Dataset entries
##############################

Issue #1792, opened 2022-03-31
Expand e2e tests for both Jetstream and STAN


juliev0:
e2e tests for Jetstream (which also apply to STAN) can be expanded to include:
- capability of Sensor to go down and come back up and retain its state and subscription
- capability of multiple Sensors to exist and trigger correctly

Bonus:
- changes to Sensor spec cause state to be maintained for Triggers that have changed but not for those that haven't
- conditional reset test

---

**Message from the maintainers**:

If you wish to see this enhancement implemented please add a 👍 reaction to this issue! We often sort issues this way to know what to prioritize.

PR #1859, opened 2022-04-19
feat: Expand e2e tests

juliev0:
Fixes: #1792

Checklist:


juliev0:
Not necessarily ready to be merged. Want to see how this runs on the CI server.

Emadmojiri (approved):

test/util/util.go
```diff
@@ -245,35 +245,41 @@ deployWatch:
...
 	if err != nil {
 		return false, fmt.Errorf("error getting sensor pod name: %w", err)
 	}
 
-	return PodsLogContains(ctx, kubeClient, namespace, regex, podList, timeout), nil
+	return PodsLogContains(ctx, kubeClient, namespace, regex, podList, timeout, countOpt), nil
 }
 
-func PodsLogContains(ctx context.Context, kubeClient kubernetes.Interface, namespace, regex string, podList *corev1.PodList, timeout time.Duration) bool {
+func PodsLogContains(ctx context.Context, kubeClient kubernetes.Interface, namespace, regex string, podList *corev1.PodList, timeout time.Duration, countOpt *int) bool {
```
whynowy, line 268: A better approach would be using options like below, and the function signature accepts `...PodLogCheckOption` so that all the invokers will not need to add `nil` as a parameter.

type podLogCheckOptions struct {
  timeout time.Duration
  count int
}

func defaultPodLogCheckOptions() *podLogCheckOptions {
  return &podLogCheckOptions {
    timeout: xxxx,
    count: -1,
  }
}

type PodLogCheckOption func(*podLogCheckOptions)

func WithTimeout(t time.Duration) PodLogCheckOption {
  return func(o *podLogCheckOptions) {
    o.timeout = t
  }
}

func WithCount(c int) PodLogCheckOption {
  return func(o *podLogCheckOptions) {
    o.count = c
  }
}

juliev0: encapsulating timeout and count into a struct sounds good. So, you're recommending a variadic parameter so that the invoker doesn't need to pass anything in? One thing I'm wondering about is that a variadic parameter also implies that you can have more than 1, which would be odd in this case. 

Do we sometimes use variadic parameters but only look at the first one specified?

whynowy: The way it handles it is like below:

unc PodsLogContains(ctx context.Context, kubeClient kubernetes.Interface, namespace, regex string, podList *corev1.PodList, opts ...PodLogCheckOption) bool {
  o := defaultPodLogCheckOptions()
  for _, opt := range opts {
    if opt != nil {
      opt(o)
    }

    // then you can use `o.timeout` and `o.count`.
  }




}

juliev0: I see

whynowy (approved):
Good work!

##############################

**Brief:**
Restate the data word for word, leaving nothing out.

**Reply to the exercise:**
Issue #1792, opened 2022-03-31
Expand e2e tests for both Jetstream and STAN


juliev0:
e2e tests for Jetstream (which also apply to STAN) can be expanded to include:
- capability of Sensor to go down and come back up and retain its state and subscription
- capability of multiple Sensors to exist and trigger correctly

Bonus:
- changes to Sensor spec cause state to be maintained for Triggers that have changed but not for those that haven't
- conditional reset test

---

**Message from the maintainers**:

If you wish to see this enhancement implemented please add a 👍 reaction to this issue! We often sort issues this way to know what to prioritize.

PR #1859, opened 2022-04-19
feat: Expand e2e tests

juliev0:
Fixes: #1792

Checklist:


juliev0:
Not necessarily ready to be merged. Want to see how this runs on the CI server.

Emadmojiri (approved):

test/util/util.go
```diff
@@ -245,35 +245,41 @@ deployWatch:
...
 	if err != nil {
 		return false, fmt.Errorf("error getting sensor pod name: %w", err)
 	}
 
-	return PodsLogContains(ctx, kubeClient, namespace, regex, podList, timeout), nil
+	return PodsLogContains(ctx, kubeClient, namespace, regex, podList, timeout, countOpt), nil
 }
 
-func PodsLogContains(ctx context.Context, kubeClient kubernetes.Interface, namespace, regex string, podList *corev1.PodList, timeout time.Duration) bool {
+func PodsLogContains(ctx context.Context, kubeClient kubernetes.Interface, namespace, regex string, podList *corev1.PodList, timeout time.Duration, countOpt *int) bool {
```
whynowy, line 268: A better approach would be using options like below, and the function signature accepts `...PodLogCheckOption` so that all the invokers will not need to add `nil` as a parameter.

type podLogCheckOptions struct {
  timeout time.Duration
  count int
}

func defaultPodLogCheckOptions() *podLogCheckOptions {
  return &podLogCheckOptions {
    timeout: xxxx,
    count: -1,
  }
}

type PodLogCheckOption func(*podLogCheckOptions)

func WithTimeout(t time.Duration) PodLogCheckOption {
  return func(o *podLogCheckOptions) {
    o.timeout = t
  }
}

func WithCount(c int) PodLogCheckOption {
  return func(o *podLogCheckOptions) {
    o.count = c
  }
}

juliev0: encapsulating timeout and count into a struct sounds good. So, you're recommending a variadic parameter so that the invoker doesn't need to pass anything in? One thing I'm wondering about is that a variadic parameter also implies that you can have more than 1, which would be odd in this case. 

Do we sometimes use variadic parameters but only look at the first one specified?

whynowy: The way it handles it is like below:

unc PodsLogContains(ctx context.Context, kubeClient kubernetes.Interface, namespace, regex string, podList *corev1.PodList, opts ...PodLogCheckOption) bool {
  o := defaultPodLogCheckOptions()
  for _, opt := range opts {
    if opt != nil {
      opt(o)
    }

    // then you can use `o.timeout` and `o.count`.
  }




}

juliev0: I see

whynowy (approved):
Good work!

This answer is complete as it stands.